Вторая картина обошлась мне в несколько десятков раз дешевле первой. На пне, покрытом мхом с правой стороны и трухой мертвой коры – с левой, восседает самый популярный герой трагедий Софокла. В левой руке этот честолюбец держит клинок, которым лишил себя глаза. Слева от него, у подножия пня замерло мертвое тело его биологического отца. Над трупом взвилось фиолетовое марево – дитя заката. Призрачная луна окрашена в тот же цвет. Ближе к ней фиолетовый переходил в черный. Казалось, на смену этому закату уже не явится рассвет. Окаменели мертвые деревья с черными ветвями. С правой стороны от Эдипа – картина природного изобилия на фоне рассвета. Прямо на земле сидит прекрасная зрелая женщина. Ткань изящного наряда ласкает ее холеное тело. Зелень, цветы, роса, птицы, солнце – все это было справа и взирало на женщину, в которой угадывался образ богини, будто она породила все это и пленена материнской любовью к своему творению. Левая сторона лица Эдипа была искажена членовредительством, а на правой стороне застыла безмятежная улыбка.
Эти картины висели на стене моего тайного убежища. То, что я их видел, означало, что мне, наконец, удалось оказаться на достаточной высоте для того, чтобы использовать единственную попытку оказаться внутри своего жилья. Опытом наученный, что медлить не стоит, я слегка раскачался. Сейчас все затраченные усилия, все испытанные муки могут оказаться напрасными: риск того, что я могу сорваться и не достигнуть окна, был очень велик.
Мое тело полетело к окну. Туловище ударилось о стену, спровоцировав новый взрыв нестерпимой боли. Руки разжались, и земля снова начала приближаться. Должно быть, вся кровь оказалась в голове. Не понимаю, почему глаза не лопнули от такого давления. Что-то нащупали мои пальцы, вцепившись в это «что-то» со всей силой, что осталась.
Позволив себе вдох и выдох, я подтянулся на обеих руках. Отпустил одну из рук и кинул вперед. Та опять умудрилась зацепиться за что-то. В этот момент я почувствовал, как швы, наложенные на рану, разошлись и по животу потекла кровь, которая, в отличие от пота, была горячей. Я неистово заработал телом, карабкался, дергал руками и ногами, будто терзаемый спазмами. Челюсти были сжаты так, что зубы ломило.

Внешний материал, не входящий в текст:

PR #443, opened 2017-03-25
Fix for reordering of Tibetan vowel u

domschl:
Following the discoveries of @eroux, discussion in #417, this minimal change to 2f560ee44b7b08683e8e6955fe3b95187e8bda32 seems to fix the rendering of long Tibetan vowel U, fixes #417.

Issue #417, opened 2017-02-11
Rendering for Tibetan long vowel U is broken


domschl:
On Linux and Android, the Tibetan syllable U (ཨཱུ) is rendered incorrectly.

The following site shows the browser-output when rendering hUM and U, together with bitmaps for the correctly rendered glyphs: [Test-site](http://digitaltibetan.org/index.php/Tibetan_Unicode_Test_Page#Harfbuzz_test)

Affected are:
* Android (tested with 7.1.2beta)
* Linux (tested with harfbuzz 1.4.2)
* macOS & Chrome: rendering seems ok within macOS fonts Kokonor and Kailasa, but breaks with all other Tibetan fonts tested.

KrasnayaPloshchad:
Confirmed on Windows 10. 

Firefox 51.0.1
![1](https://cloud.githubusercontent.com/assets/10364351/22862948/1829ad28-f173-11e6-8341-6606ed1ba142.PNG)
![2](https://cloud.githubusercontent.com/assets/10364351/22862946/13de5a98-f173-11e6-845b-5ec7032132e4.PNG)
BabelPad 9.0.0.3
![3](https://cloud.githubusercontent.com/assets/10364351/22863010/141e2492-f174-11e6-8a70-cd7513c1d968.PNG)
![4](https://cloud.githubusercontent.com/assets/10364351/22863012/14303902-f174-11e6-965b-7adfa3baa449.PNG)
LibreOffice 5.3
![5](https://cloud.githubusercontent.com/assets/10364351/22863013/14b95728-f174-11e6-974c-43a3b3df07bb.PNG)
![6](https://cloud.githubusercontent.com/assets/10364351/22863011/141eee90-f174-11e6-8044-3ef131eccbd1.PNG)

Где я? Что за тягучее марево вокруг? Я быстро моргал, слыша, как веки сталкиваются. Стали угадываться очертания предметов. Я лежал, накрыв расширяющуюся лужу крови. Это мое жилье. Удалось! Вскочил. Но ликование длилось недолго. Картинка куска мира, которую я видел, снова помутнела. На этот раз муть распространилась и на рассудок. Перед тем, как упасть и отключиться, я, грязно выругавшись, подумал: «Да приду я когда-нибудь в себя или нет?! Ну теперь хотя бы очнусь лежа, если, конечно, не потеряю так много крови, что и вовсе не очнусь».
Глава 2
2 дня 20 часов 8 минут до взрыва Реактора. Вечер.
Я ехал на запад в плацкартном вагоне поезда на нижней боковой полке уже больше суток. Плацкарт был выбран не случайно: в отличие от купе, он сваливал людей в кучу, и пассажир растворялся в общей массе с попутчиками. Именно это и было сейчас нужно. Чтобы привлекать как можно меньше внимания, я даже терпел своих соседей, изолироваться от которых теперь не было возможности до окончания пути.

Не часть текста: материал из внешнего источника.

PR #971, opened 2018-04-12
Always enable atexit on Android

ebraminio:
Obviously one can use a newer NDK for building an updated HarfBuzz
instead that now pretty old version however I am concerned if that
version checking is working with clang that is used with the newer
NDK versions.

### DIFF
--- a/src/hb-private.hh
+++ b/src/hb-private.hh
@@ -226,11 +226,9 @@ static int errno = 0; /* Use something better? */
  * mingw32 headers say atexit is safe to use in shared libraries.
  */
 #    define HB_USE_ATEXIT 1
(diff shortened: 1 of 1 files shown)


ebraminio:
Ok, so we really want to support that old NDK versions? If so I can revert this and just add `|| defined(__clang__)`

ebraminio:
For the context, on clang `__GNUC__ __GNUC_MINOR__` is `4 2` so that check was for example passing on gcc Chrome build but not clang Chrome builds and that is not expected I guess.

Other than that, there is no real users on old NDK version that are locked in to use old version AFAICU. NDK is usually used by third parties for building minor C libraries and not packaging harfbuzz itself into their assets, which even if they use, they can update their NDK version easily, and Google itself uses brand new NDK for compiling Chrome which we don't need to worry anyway.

Передо мной был раскрыт роман Чака Паланика «Бойцовский клуб». Проходящие мимо люди, беспокоя воздух, приятно холодили мои босые ноги. Дело сделано! Вскоре трагедии в Приппети по масштабности и популярности предстояло уступить пальму первенства.
Я то и дело отвлекался от приключений Тайлера и Дж… рассказчика. Смотрел в окно, чувствуя запах смутной тревоги: странно, но, кажется, моя голова поворачивалась к окну по собственной инициативе, не спрашивая разрешения у своего хозяина. Смутная тревога усилилась, когда наблюдения еще два раза показали, что я ничего не могу поделать с головой и шеей.
И пока тело не позволяло вернуться к книге, я смотрел на пейзаж за окном под ритмичный и монотонный стук колес поезда. Закат набирал обороты, породив прекрасную игру оттенков: горизонт окаймляла жирная перевернутая радуга. Красная полоса ее была намазана особо толстым слоем.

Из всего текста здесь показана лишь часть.